▶ [EXERCISE AIM] Report each line of the records where "many" occurs.

(Saved entries)
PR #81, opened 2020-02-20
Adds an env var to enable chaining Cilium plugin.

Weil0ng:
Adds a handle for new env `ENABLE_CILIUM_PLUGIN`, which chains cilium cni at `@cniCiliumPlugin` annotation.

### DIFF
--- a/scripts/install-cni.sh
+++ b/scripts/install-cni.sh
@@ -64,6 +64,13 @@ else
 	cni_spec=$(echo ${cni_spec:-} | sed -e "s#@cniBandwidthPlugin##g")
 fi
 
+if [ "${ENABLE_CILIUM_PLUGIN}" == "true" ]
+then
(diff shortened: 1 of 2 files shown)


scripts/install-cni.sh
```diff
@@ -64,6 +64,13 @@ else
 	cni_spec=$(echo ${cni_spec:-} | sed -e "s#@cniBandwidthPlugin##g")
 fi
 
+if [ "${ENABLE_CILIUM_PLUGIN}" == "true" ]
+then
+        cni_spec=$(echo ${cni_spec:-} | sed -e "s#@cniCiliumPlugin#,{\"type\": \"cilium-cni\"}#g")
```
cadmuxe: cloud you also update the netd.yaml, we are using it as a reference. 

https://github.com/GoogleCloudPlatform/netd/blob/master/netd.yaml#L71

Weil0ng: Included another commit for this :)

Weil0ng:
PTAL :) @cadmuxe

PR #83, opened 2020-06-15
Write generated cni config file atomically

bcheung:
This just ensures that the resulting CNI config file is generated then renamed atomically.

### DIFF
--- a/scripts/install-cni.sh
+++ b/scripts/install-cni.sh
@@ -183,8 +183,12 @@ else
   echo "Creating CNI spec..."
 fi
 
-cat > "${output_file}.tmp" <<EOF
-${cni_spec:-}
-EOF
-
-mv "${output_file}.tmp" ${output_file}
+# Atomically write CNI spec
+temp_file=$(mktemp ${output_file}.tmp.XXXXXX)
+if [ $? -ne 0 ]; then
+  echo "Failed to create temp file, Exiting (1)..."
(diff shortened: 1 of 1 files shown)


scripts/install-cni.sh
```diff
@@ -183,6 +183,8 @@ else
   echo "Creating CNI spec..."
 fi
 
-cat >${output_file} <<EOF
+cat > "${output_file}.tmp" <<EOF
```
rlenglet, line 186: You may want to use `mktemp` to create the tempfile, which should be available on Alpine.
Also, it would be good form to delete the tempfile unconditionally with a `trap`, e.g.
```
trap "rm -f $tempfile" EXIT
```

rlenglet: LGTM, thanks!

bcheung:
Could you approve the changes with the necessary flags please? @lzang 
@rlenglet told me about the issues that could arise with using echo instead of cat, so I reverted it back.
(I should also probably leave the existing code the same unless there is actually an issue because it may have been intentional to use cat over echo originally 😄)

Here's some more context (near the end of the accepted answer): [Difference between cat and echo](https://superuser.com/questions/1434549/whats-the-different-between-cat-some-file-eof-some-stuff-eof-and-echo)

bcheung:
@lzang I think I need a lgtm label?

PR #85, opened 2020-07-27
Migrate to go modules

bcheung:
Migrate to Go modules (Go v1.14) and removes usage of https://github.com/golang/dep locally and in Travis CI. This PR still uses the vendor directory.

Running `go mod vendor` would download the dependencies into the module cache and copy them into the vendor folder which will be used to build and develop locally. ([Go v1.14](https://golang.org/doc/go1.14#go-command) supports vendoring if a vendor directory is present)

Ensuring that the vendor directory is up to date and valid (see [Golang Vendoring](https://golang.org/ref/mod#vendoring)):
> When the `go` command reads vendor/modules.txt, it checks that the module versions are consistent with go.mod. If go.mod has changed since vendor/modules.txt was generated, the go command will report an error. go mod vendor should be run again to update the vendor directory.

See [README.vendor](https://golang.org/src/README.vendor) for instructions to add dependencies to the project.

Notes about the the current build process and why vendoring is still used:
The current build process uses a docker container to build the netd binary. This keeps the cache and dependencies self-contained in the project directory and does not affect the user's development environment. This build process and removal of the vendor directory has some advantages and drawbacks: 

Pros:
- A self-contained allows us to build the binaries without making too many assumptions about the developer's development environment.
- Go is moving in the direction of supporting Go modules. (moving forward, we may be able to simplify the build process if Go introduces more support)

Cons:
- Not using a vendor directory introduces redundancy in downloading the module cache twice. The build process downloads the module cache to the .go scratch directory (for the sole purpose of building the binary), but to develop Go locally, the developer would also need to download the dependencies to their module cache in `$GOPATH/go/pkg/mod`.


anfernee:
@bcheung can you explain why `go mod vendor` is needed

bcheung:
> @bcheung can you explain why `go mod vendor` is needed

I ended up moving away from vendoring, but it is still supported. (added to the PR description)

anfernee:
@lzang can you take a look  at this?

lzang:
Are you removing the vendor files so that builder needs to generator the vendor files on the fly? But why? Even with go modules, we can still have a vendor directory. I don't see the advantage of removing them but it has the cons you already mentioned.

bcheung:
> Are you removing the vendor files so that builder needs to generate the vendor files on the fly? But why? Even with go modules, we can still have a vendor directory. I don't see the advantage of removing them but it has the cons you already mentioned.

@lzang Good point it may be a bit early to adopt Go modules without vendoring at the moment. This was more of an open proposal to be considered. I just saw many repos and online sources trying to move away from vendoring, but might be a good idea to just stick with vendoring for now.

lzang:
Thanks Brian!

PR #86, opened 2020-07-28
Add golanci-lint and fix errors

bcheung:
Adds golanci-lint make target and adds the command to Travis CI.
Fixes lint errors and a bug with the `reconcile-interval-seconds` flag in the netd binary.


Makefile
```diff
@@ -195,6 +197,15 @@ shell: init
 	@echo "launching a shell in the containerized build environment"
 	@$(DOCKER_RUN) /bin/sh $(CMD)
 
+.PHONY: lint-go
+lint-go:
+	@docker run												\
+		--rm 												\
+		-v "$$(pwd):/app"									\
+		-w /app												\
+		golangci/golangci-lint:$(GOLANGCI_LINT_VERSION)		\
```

▶ [SOLUTION FOR THIS PROBLEM]
- A self-contained allows us to build the binaries without making too many assumptions about the developer's development environment.
@lzang Good point it may be a bit early to adopt Go modules without vendoring at the moment. This was more of an open proposal to be considered. I just saw many repos and online sources trying to move away from vendoring, but might be a good idea to just stick with vendoring for now.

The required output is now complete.